• [REQUIRED ACTION] For each line below that holds the word "since", make a copy.

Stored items

PR #3009, opened 2022-06-29
Add buildconfig for oak_baremetal_app_qemu

rbehjati:
Follow up on #3001.
* Fixes the `scripts/generate_provenance` script
* Adds an option to `build_baremetal_variants` for specifying the variant
* Adds build config for `oak_baremetal_app_qemu`

### DIFF
--- a/xtask/src/internal.rs
+++ b/xtask/src/internal.rs
@@ -55,7 +55,7 @@ pub struct Opt {
 #[derive(Subcommand, Clone, Debug)]
 pub enum Command {
     RunVmTest,
-    BuildBaremetalVariants,
+    BuildBaremetalVariants(BuildBaremetalVariantsOpt),
     RunOakFunctionsExamples(RunOakExamplesOpt),
     BuildOakFunctionsExample(RunOakExamplesOpt),
     BuildOakFunctionsServerVariants(BuildServerOpt),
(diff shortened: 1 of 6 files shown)


xtask/src/internal.rs
```diff
@@ -263,6 +263,15 @@ pub struct RunCargoFuzz {
     pub args: Vec<String>,
 }
 
+#[derive(Parser, Clone, Debug)]
+pub struct BuildBaremetalVariantsOpt {
+    #[clap(
+        long,
+        help = "name of a specific baremetal variant (bios, or crosvm). If not specified, builds all variants."
```
conradgrobler, line 270: Based on the rest of the changes, I assume "bios" -> "qemu"

xtask/src/vm.rs
```diff
@@ -22,7 +22,7 @@ use strum_macros::{Display, EnumIter};
 use crate::internal::*;
 
 #[derive(Debug, Display, Clone, PartialEq, EnumIter)]
-enum Variant {
+pub enum Variant {
     Baremetal,
```
conradgrobler, line 26: pre-existing, but should probably be renamed to Qemu for consistency. I think this is left over from when QEMU was used for UEFI and baremetal.

conradgrobler (approved):
Thanks

xtask/src/internal.rs
rbehjati: Thanks. Fixed.

xtask/src/vm.rs
rbehjati: I agree.

rbehjati (commented):
Thanks for the review.
I changed Baremetal/Bios/bios to Qemu everywhere. Could you please take another look and let me know if looks correct? I could also do that replacement in a separate PR.

PR #3013, opened 2022-07-01
Update Remote Attestation Docs

jul-sh:
Making this PR as a follow up our discussion in the last on demand, where it seemed people were missing clarity around what the `AttestationReport` contains and when it is generated.

- It clarifies that (unlike what the docs previously stated) the Trusted Runtime does not request an Attestation Report for every handshake. Instead, the plan is to requests a report only once, and from there on out only uses a generated Signing key that was endorsed in the Attestation Report.
- Clarifies when the runtime is measured 
- It updates the diagram to use GitHub's native diagram renderer instead of the previous image. This means it's now readable on darkmode (😃) and by people using screen readers. Also makes it clear how to edit the diagram, and where the source of truth for the diagram is. You can see a rendered version of the diagram by visiting the PR's source branch [here](https://github.com/jul-sh/oak/blob/updated-diagram/docs/remote-attestation.md).
- Updated the diagram to include an "Untrusted Loader", to make clearer how this model translates to the new baremetal runtime. Worth noting that that does make the diagram a little bit specific to bare-metal, although deployments of the linux runtime are also likely to include untrusted intermediaries.

### DIFF
--- a/docs/remote-attestation.md
+++ b/docs/remote-attestation.md
@@ -62,17 +62,20 @@ Attestation from the start in order to create a new pair of Session keys.
 
 The workflow of the Remote Attestation protocol involves 4 interacting entities:
 
-1. Server
-   - Server application that processes requests from Clients
-   - Runs on a TEE Platform
 1. Client
    - Client application that connects to the Server
    - Client is provided with a TEE Provider's Root key
-1. TEE Platform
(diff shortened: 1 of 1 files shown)


conradgrobler (approved):
Great, thanks for clarifying the docs

PR #3014, opened 2022-07-03
Include all communication channels in one binary

andrisaar:
We support three communication channels -- virtio-console, virtio-vsock, and serial -- but right now choosing between them is with mutually incompatible features. That's not how features are supposed to work, for multiple reasons: features are supposed to be additive (otherwise `--all-features` turns into nonsense), and testing is difficult, and it's too easy to accidentally break code.

Now that we've added a facility to handle kernel command line arguments, let's make use of it to choose between the three comms channels, and build support for all three into the kernel binary.

Unfortunately this means that we won't know the size of the struct that implements said channel statically during build, so we have to `Box<>` things. This had other unfortunate repercussions in the channel code as well, as the easiest thing there was to change it to use a mutable borrow (as references always have a known size), but that made the code a bit more less readable. I guess the other option would be to bring the `Box` along for the ride, but I think semantically a mutable reference is more correct.

### DIFF
--- a/experimental/oak_baremetal_channel/src/server.rs
+++ b/experimental/oak_baremetal_channel/src/server.rs
@@ -14,17 +14,15 @@
 // limitations under the License.
 //
 
-use crate::{message, InvocationChannel, Read, Vec, Write};
+use crate::{message, Channel, InvocationChannel, Vec};
+use alloc::boxed::Box;
 
-pub struct ServerChannelHandle<'a, T: Read + Write + ?Sized> {
-    inner: InvocationChannel<'a, T>,
+pub struct ServerChannelHandle {
+    inner: InvocationChannel,
 }
 
-impl<'a, T> ServerChannelHandle<'a, T>
-where
-    T: Read + Write + ?Sized,
-{
-    pub fn new(socket: &'a mut T) -> Self {
+impl ServerChannelHandle {
+    pub fn new(socket: Box<dyn Channel>) -> Self {
         Self {
             inner: InvocationChannel::new(socket),
         }
--- a/experimental/oak_baremetal_channel/src/server.rs
+++ b/experimental/oak_baremetal_channel/src/server.rs
@@ -16,15 +16,15 @@
 
 use crate::{message, InvocationChannel, Read, Vec, Write};
 
-pub struct ServerChannelHandle<T: Read + Write> {
-    inner: InvocationChannel<T>,
+pub struct ServerChannelHandle<'a, T: Read + Write + ?Sized> {
+    inner: InvocationChannel<'a, T>,
 }
 
-impl<T> ServerChannelHandle<T>
+impl<'a, T> ServerChannelHandle<'a, T>
 where
-    T: Read + Write,
+    T: Read + Write + ?Sized,
 {
-    pub fn new(socket: T) -> Self {
+    pub fn new(socket: &'a mut T) -> Self {
         Self {
             inner: InvocationChannel::new(socket),
         }
--- a/experimental/oak_baremetal_kernel/src/args.rs
+++ b/experimental/oak_baremetal_kernel/src/args.rs
@@ -18,13 +18,30 @@ extern crate alloc;
 
 use alloc::collections::btree_map::BTreeMap;
 use arrayvec::ArrayString;
-use core::ffi::CStr;
-use lazy_static::lazy_static;
+use core::{ffi::CStr, lazy::Lazy};
 
-static mut ARGS_BUF: ArrayString<512> = ArrayString::new_const();
+static mut ARGS: ArrayString<512> = ArrayString::new_const();
 
-lazy_static! {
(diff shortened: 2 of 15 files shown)


experimental/oak_baremetal_kernel/src/args.rs
```diff
@@ -14,10 +14,18 @@
...
+use alloc::collections::btree_map::BTreeMap;
 use arrayvec::ArrayString;
 use core::ffi::CStr;
+use lazy_static::lazy_static;
+
+static mut ARGS_BUF: ArrayString<512> = ArrayString::new_const();
 
-static mut ARGS: ArrayString<512> = ArrayString::new_const();
+lazy_static! {
+    static ref ARGS: BTreeMap<&'static str, &'static str> = split_args(args());
```
conradgrobler, line 27: Is there something that guarantees that this will not be instantiated before the buffer has been populated?

conradgrobler (approved):
I am not 100% convinced of this approach, as it runs counter to the idea of minimising dependencies. I guess it is fine for now, but a better longer term solution would be to make the kernel agnostic to the channel being used and make it the responsibility of the app binary to provide the channel, seeing that the channel typically corresponds tho the platform where the binary is being run.

tiziano88:
I agree with @conradgrobler , but also with the sentiment that we should not be using feature flags to control this.

Ideally we would have a crate agnostic of the underlying channel, and then individual implementation of the channel parts; then the caller would depend on the core crate plus exactly one of the channel implementations, and would pass in the appropriate implementation in some way (ideally via a zero-cost generic type, but failing that just by constructing an instance of a struct that implements some trait, and passing that on to the core library).

Something like that is already happening for the remote attestation components:

- https://github.com/project-oak/oak/tree/main/remote_attestation
- https://github.com/project-oak/oak/tree/main/oak_remote_attestation_amd

experimental/oak_baremetal_channel/src/server.rs
```diff
@@ -16,15 +16,15 @@
...
 }
 
-impl<T> ServerChannelHandle<T>
+impl<'a, T> ServerChannelHandle<'a, T>
 where
-    T: Read + Write,
+    T: Read + Write + ?Sized,
 {
-    pub fn new(socket: T) -> Self {
+    pub fn new(socket: &'a mut T) -> Self {
```
jul-sh, line 27: I think conceptually it'd be nice for this struct to own the bytestream. We explicitly don't want any other reads/write of bytestream, since it risks making the struct out of sync wrt to the start & end points of messages.

andrisaar: Shouldn't the fact that we have a mutable borrow enforce that? You need a `&mut` to be able to call Read or Write, and Rust guarantees there can only be one mutable reference at a time. Therefore, you won't be able to pass one socket to multiple channels.

(But I may be wrong, please double-check my thinking here.)

jul-sh (approved):
+1 to @conradgrobler @tiziano88's point. An abstract kernel with a channel implementation in another crate seems conceptually nicest (but also most complex). 

If we do want to go this way with supporting multiple implementations chosen at runtime, it would be nice to still use feature flags to optionally strip out unused channel implementations.

jul-sh:
See also what the rust docs recommend in the case of non additive features: https://doc.rust-lang.org/cargo/reference/features.html#mutually-exclusive-features

experimental/oak_baremetal_kernel/src/args.rs
andrisaar: Okay, I was able to get it to a state where it should be much safer to use, with less statics all around.

andrisaar:
It sounds like a better long-term strategy would be to extract all communication channel drivers into separate crates so that they could be included on demand.

I am not against that strategy -- it's probably a good idea, especially if we figure out a good driver model -- but that's a bigger change, and I'm going to say that the approach introduced in this PR is better than status quo, so unless anyone feels really strongly against it, I'm inclined to submit this as-is.

conradgrobler:
I agree that this is probably better than the status quo, but perhaps create an issue to track the future refactoring so we don't forget about it.

andrisaar:
Okay, PTAL. I think I've managed to strike a compromise with the comms channels:

- You can still enable and disable them with features as you wish. In fact, you can disable all three, if you want to.
- If you enable only one channel type, it will be used by default without the need to pass in command line args.
- If you enable multiple channel types, you can switch between them with a command line arg.
- The features are additive, so `--all-features` does the correct thing.

jul-sh:
Nice, that sounds reasonable to me. :)

jul-sh:
What does PTAL stand for?

conradgrobler (approved):
Nice, I think this is a good compromise for now.

I would still at some point want to move to the model where the binary can easily specify which boot protocol, channel, runtime, and kernel to use.

PR #3019, opened 2022-07-05
Revert "Bump linked_list_allocator from 0.9.1 to 0.10.0"

jul-sh:
Reverts project-oak/oak#3005. Post this commit the baremetal runtime panic when starting up, with "ERROR: PANIC: panicked at 'Freed node aliases existing hole! Bad free?', /home/docker/.cargo/registry/src/github.com-1ecc6299db9ec823/linked_list_allocator-0.10.0/src/hole.rs:439:17\n". Kokoro CI is likewise failing. 

Kokoro didn't run against the initial PR (it does not run against PRs from non project-oak users). However one can force it to run, by adding the tag `kokoro:force-run`

### DIFF
--- a/Cargo.lock
+++ b/Cargo.lock
@@ -2287,9 +2287,9 @@ checksum = "7fb9b38af92608140b86b693604b9ffcc5824240a484d1ecd4795bacb2fe88f3"
 
 [[package]]
 name = "linked_list_allocator"
-version = "0.10.0"
+version = "0.9.1"
 source = "registry+https://github.com/rust-lang/crates.io-index"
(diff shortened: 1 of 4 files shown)


conradgrobler (approved):
Thanks

tiziano88:
Thanks for the quick rollback and for fixing the root issue @jul-sh !

tiziano88:
I'm still not sure exactly what went wrong with the Kokoro run though; what is the correct fix for applying the intended update? @conradgrobler @andrisaar

conradgrobler:
There are some bugs in that version of the linked list allocator around the allocation and freeing logic. We should wait for the next version with the bugs fixed before upgrading.

These were not caught by CI because PRs from dependabot did not trigger kokoro. #3020 should ensure that this does not happen in future.

PR #3020, opened 2022-07-05
Ensure Kokoro runs against dependabot PRs

jul-sh:
By default kokoro checks are only triggered for PRs from users that belong to the same org as the repo. Other PRs can trigger kokoro if they include a certain label. Adds this label for all dependabot PRs.

Related to https://github.com/project-oak/oak/pull/3019, hopefully this can prevent similar build breaks

### DIFF
--- a/.github/dependabot.yml
+++ b/.github/dependabot.yml
@@ -9,7 +9,7 @@ updates:
       interval: 'daily'
     # We do not set an explicit reviewer, as that is already automatically assigned via CODEOWNERS.
     # reviewers
-    # Explicitly trigger kokoro checks. They do not automatically run for
-    # external users.
+    # Explicitly trigger kokoro checks. They do not automatically run for PRs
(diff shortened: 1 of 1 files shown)


conradgrobler (approved):
Once this is submitted we should test it checking that is ran for one of the rebased dependabot PRs

jul-sh:
Looks like it's working as expected :-) 
https://github.com/project-oak/oak/pull/3023

tiziano88:
Is it expected that kokoro removes that label once it runs?

tiziano88:
see https://github.com/project-oak/oak/pull/3023#event-6937422422

tiziano88:
Also, it sounds like we should make kokoro a required CI step for merging to main, should I do that? 
cc @conradgrobler @andrisaar

conradgrobler:
yes, I think it should be required

PR #3022, opened 2022-07-05
Update allocator

tiziano88:


conradgrobler:
I think this can be closed since #3218 updated it to a more recent version.

PR #3029, opened 2022-07-07
Load Wasm module from the file system

jul-sh:
Previously the Wasm module was included in the untrusted loader binary


xtask/src/vm.rs
```diff
@@ -15,6 +15,7 @@
 //
 
 const CLIENT_PATH: &str = "./target/debug/oak_functions_client";
+const WASM_PATH: &str = "./experimental/oak_baremetal_loader/key_value_lookup.wasm";
```
mariaschett, line 18: Probably because I am missing a lot of context + pre-existing, but: why do we hard-code the "key_value_lookup.wasm"? Why not, e.g., "echo.wasm"?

• [REPLY TO THE TASK]
jul-sh, line 27: I think conceptually it'd be nice for this struct to own the bytestream. We explicitly don't want any other reads/write of bytestream, since it risks making the struct out of sync wrt to the start & end points of messages.
I think this can be closed since #3218 updated it to a more recent version.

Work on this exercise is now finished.